▸ **ACTION ITEM**: Would you please return the lines of the entries below starting at the line that has "We currently have" and ending at the line that has "a polynomial folder", both included, exactly as they are?

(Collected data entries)
········

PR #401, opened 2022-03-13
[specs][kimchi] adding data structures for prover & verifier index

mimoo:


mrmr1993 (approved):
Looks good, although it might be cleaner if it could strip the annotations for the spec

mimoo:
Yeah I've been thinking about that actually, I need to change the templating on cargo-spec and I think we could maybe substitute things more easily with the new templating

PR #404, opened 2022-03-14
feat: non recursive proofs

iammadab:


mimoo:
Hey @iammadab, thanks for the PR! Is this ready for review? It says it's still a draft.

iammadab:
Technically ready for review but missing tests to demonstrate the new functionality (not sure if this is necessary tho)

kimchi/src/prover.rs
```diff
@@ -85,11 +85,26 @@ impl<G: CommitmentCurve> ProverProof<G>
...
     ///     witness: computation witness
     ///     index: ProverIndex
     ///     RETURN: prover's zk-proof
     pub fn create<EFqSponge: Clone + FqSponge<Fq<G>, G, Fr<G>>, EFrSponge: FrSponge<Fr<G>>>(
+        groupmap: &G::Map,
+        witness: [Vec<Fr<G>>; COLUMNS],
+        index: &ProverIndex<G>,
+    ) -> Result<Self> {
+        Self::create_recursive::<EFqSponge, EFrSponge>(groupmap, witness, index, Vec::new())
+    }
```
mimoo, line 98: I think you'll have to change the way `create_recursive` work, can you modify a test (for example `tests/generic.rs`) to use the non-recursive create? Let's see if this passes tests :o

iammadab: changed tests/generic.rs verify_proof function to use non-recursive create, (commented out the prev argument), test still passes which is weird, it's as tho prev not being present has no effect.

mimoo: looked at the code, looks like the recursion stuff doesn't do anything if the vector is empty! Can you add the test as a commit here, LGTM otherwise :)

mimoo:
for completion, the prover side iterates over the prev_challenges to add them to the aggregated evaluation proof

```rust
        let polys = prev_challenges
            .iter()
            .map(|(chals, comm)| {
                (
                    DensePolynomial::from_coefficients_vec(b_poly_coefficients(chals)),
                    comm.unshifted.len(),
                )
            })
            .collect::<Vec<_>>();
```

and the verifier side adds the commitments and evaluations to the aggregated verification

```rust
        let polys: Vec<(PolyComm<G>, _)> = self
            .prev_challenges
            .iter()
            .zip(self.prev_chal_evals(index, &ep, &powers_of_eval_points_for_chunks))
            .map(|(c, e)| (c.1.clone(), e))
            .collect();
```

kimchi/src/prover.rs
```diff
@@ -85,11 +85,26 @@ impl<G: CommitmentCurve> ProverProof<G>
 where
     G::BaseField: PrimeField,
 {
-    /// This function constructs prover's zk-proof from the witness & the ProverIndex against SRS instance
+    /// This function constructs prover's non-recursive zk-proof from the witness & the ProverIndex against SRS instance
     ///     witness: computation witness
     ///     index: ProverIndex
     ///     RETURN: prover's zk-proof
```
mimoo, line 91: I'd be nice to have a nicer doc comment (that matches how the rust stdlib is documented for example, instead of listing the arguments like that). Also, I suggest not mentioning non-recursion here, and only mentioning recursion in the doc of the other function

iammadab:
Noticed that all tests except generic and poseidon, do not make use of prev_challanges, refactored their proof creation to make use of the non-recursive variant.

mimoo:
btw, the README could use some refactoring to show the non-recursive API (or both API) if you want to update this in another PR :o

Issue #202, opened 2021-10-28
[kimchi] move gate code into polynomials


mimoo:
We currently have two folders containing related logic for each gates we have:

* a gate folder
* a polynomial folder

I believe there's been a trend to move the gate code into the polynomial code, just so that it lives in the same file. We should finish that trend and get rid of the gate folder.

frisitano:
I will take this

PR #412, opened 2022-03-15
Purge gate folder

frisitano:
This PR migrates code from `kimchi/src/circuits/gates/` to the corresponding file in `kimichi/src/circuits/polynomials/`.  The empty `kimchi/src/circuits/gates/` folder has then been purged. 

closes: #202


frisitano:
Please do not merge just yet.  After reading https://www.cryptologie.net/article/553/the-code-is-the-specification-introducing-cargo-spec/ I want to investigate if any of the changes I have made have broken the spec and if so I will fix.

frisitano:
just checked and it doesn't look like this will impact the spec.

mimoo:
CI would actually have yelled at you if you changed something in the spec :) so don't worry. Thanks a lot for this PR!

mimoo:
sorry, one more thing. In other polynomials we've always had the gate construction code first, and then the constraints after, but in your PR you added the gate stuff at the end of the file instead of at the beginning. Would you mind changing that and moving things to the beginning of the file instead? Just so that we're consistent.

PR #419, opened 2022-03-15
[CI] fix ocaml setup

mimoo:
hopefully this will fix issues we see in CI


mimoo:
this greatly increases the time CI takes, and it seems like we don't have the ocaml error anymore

········

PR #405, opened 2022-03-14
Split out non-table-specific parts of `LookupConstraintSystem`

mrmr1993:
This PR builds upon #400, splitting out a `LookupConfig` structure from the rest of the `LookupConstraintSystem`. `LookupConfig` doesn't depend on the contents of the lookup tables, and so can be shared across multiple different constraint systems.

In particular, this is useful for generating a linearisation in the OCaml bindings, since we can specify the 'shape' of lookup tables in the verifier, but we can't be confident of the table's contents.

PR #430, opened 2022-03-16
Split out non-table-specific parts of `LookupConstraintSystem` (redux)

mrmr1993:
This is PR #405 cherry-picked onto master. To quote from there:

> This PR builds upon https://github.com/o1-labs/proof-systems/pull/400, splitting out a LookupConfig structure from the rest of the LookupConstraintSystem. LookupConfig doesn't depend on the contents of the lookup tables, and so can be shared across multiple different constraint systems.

········

▸ **EXERCISE SOLUTION**:
We currently have two folders containing related logic for each gates we have:

* a gate folder
* a polynomial folder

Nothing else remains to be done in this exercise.